Since none of the brain regions differentially activated between bipolar and healthy subjects were also differentially activated between patients who were versus those who were not receiving medication, it minimizes the likelihood that the group differences resulted from medication exposure in the bipolar subjects. Instead, medication use was associated with activation in the dorsolateral prefrontal cortex and anterior cingulate. One interpretation of this finding is that medications help to restore function in these brain regions primarily involved in interference tasks, leading to increased activation. Consistent with this suggestion, the patients receiving medications exhibited numerical, although not significant, improvement in task performance. Specifically, the effect of medication appeared to slow and decrease variability in reaction time in the control task so that response patterns were more similar to healthy subjects in the medicated than the unmedicated groups. However, the small number of subjects and multiple medications administered limit comparisons between medicated and unmedicated patients. This analysis should be considered exploratory and the results primarily speculative; the main utility of this analysis is to aid in interpreting this particular confound for the larger (i.e., healthy versus bipolar) comparison.

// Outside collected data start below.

Issue #6801, opened 2021-05-13
Compiler FE: Remove FakeQuant Pass


seanshpark:
Let's introduce a Pass to remove `FakeQuant` Op for experimental purposes.

seanshpark:
Background: #6800

seanshpark:
done

PR #6805, opened 2021-05-13
[luci] Introduce RemoveFakeQuantPass

seanshpark:
This will introduce RemoveFakeQuantPass that will remove all FakeQuant
Ops in the graph.

### DIFF
--- a/compiler/luci/pass/src/RemoveFakeQuantPass.cpp
+++ b/compiler/luci/pass/src/RemoveFakeQuantPass.cpp
@@ -23,10 +23,10 @@ namespace
 
 bool remove_fake_quant(luci::CircleFakeQuant *fakequant)
 {
-  if (fakequant == nullptr)
-    return false;
+  assert(fakequant != nullptr);
 
   auto input_node = loco::must_cast<luci::CircleNode *>(fakequant->inputs());
+
   replace(fakequant).with(input_node);
 
   return true;
--- a/compiler/luci/pass/src/RemoveFakeQuantPass.cpp
+++ b/compiler/luci/pass/src/RemoveFakeQuantPass.cpp
@@ -1,0 +1,69 @@
+/*
+ * Copyright (c) 2021 Samsung Electronics Co., Ltd. All Rights Reserved
+ *
+ * Licensed under the Apache License, Version 2.0 (the "License");
+ * you may not use this file except in compliance with the License.
+ * You may obtain a copy of the License at
+ *
+ *    http://www.apache.org/licenses/LICENSE-2.0
+ *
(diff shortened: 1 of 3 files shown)


seanshpark:
For #6801, from draft #6802

compiler/luci/pass/src/RemoveFakeQuantPass.cpp
```diff
@@ -0,0 +1,69 @@
...
+
+#include <luci/IR/CircleNodes.h>
+
+namespace
+{
+
+bool remove_fake_quant(luci::CircleFakeQuant *fakequant)
+{
+  if (fakequant == nullptr)
+    return false;
```
jinevening, line 27: This if-statement seems unnecessary. Maybe just `assert(fakequant != nullptr)`?

compiler/luci/pass/src/RemoveFakeQuantPass.test.cpp
```diff
@@ -0,0 +1,84 @@
+/*
+ * Copyright (c) 2020 Samsung Electronics Co., Ltd. All Rights Reserved
```
jinevening, line 2:
```suggestion
 * Copyright (c) 2021 Samsung Electronics Co., Ltd. All Rights Reserved
```

jinevening (dismissed):
LGTM Thank you

compiler/luci/pass/src/RemoveFakeQuantPass.cpp
```diff
@@ -0,0 +1,69 @@
...
+ * CircleFakeQuant OP will be removed from the output graph
+ */
+bool RemoveFakeQuantPass::run(loco::Graph *g)
+{
+  bool changed = false;
+  for (auto node : loco::active_nodes(loco::output_nodes(g)))
+  {
+    auto target_node = dynamic_cast<luci::CircleFakeQuant *>(node);
+    if (target_node != nullptr)
+      if (remove_fake_quant(target_node))
```
mhs4670go, line 63: There's no case where `remove_fake_quant` returns false. How about remove `if (target_node != nullptr)` line and make it return false when `target_node == nullptr`?

seanshpark: I'll revise this :) Thanks!

seanshpark: Or would it be better to make `void remove_fake_quant()`....

jinevening (approved):
LGTM

mhs4670go (approved):
LGTM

Several other limitations must be considered when interpreting this study. First, the overall number of subjects is relatively small, such that only large effects were identified. This limitation is particularly true for subgroup comparisons (i.e., patients receiving and not receiving medications), as noted. Nonetheless, this study informs a number of hypotheses for future work with larger subject numbers. Second, the patients receiving medications were being treated with a variety of drug combinations, so that specific medication effects could not be determined with the number of subjects available. The results suggest, however, that medications may alter brain activation in regions that are associated with cognitive tasks so that studies of specific drug effects on cognition (and the corresponding brain activation) in larger subject numbers are warranted. Third, the patients exhibited poorer performance on the control task, which makes interpretation of the study more difficult than if they had exhibited incrementally worse performance only on the interference task. Nonetheless, even after we controlled for the control task differences, differences in interference task performance persisted. Finally, we did not assess for the presence of a history of attention deficit hyperactivity disorder (ADHD) in this group of bipolar patients. ADHD comorbidity is relatively common in bipolar disorder and might contribute to impulsive responding. However, these patients were well known to us from their participation in the outcome study, and no one exhibited obvious symptoms of ADHD, but in the absence of a formal assessment this cannot be certain. Offsetting these limitations are several study strengths including 1) a well-defined, truly euthymic bipolar patient group; 2) measurement of task performance in the scanner to ensure that the task was being attended to and to permit examination of associations between brain activation and task performance; and 3) a specific approach toward examining medication effects.
In summary, during a counting Stroop interference task, patients with euthymic bipolar disorder exhibited significant activation differences from healthy subjects. These differences appeared to occur predominantly in brain regions that activate during error detection, response inhibition, and conflict resolution, suggesting that the bipolar subjects failed to appropriately activate brain areas to prevent impulsive responding.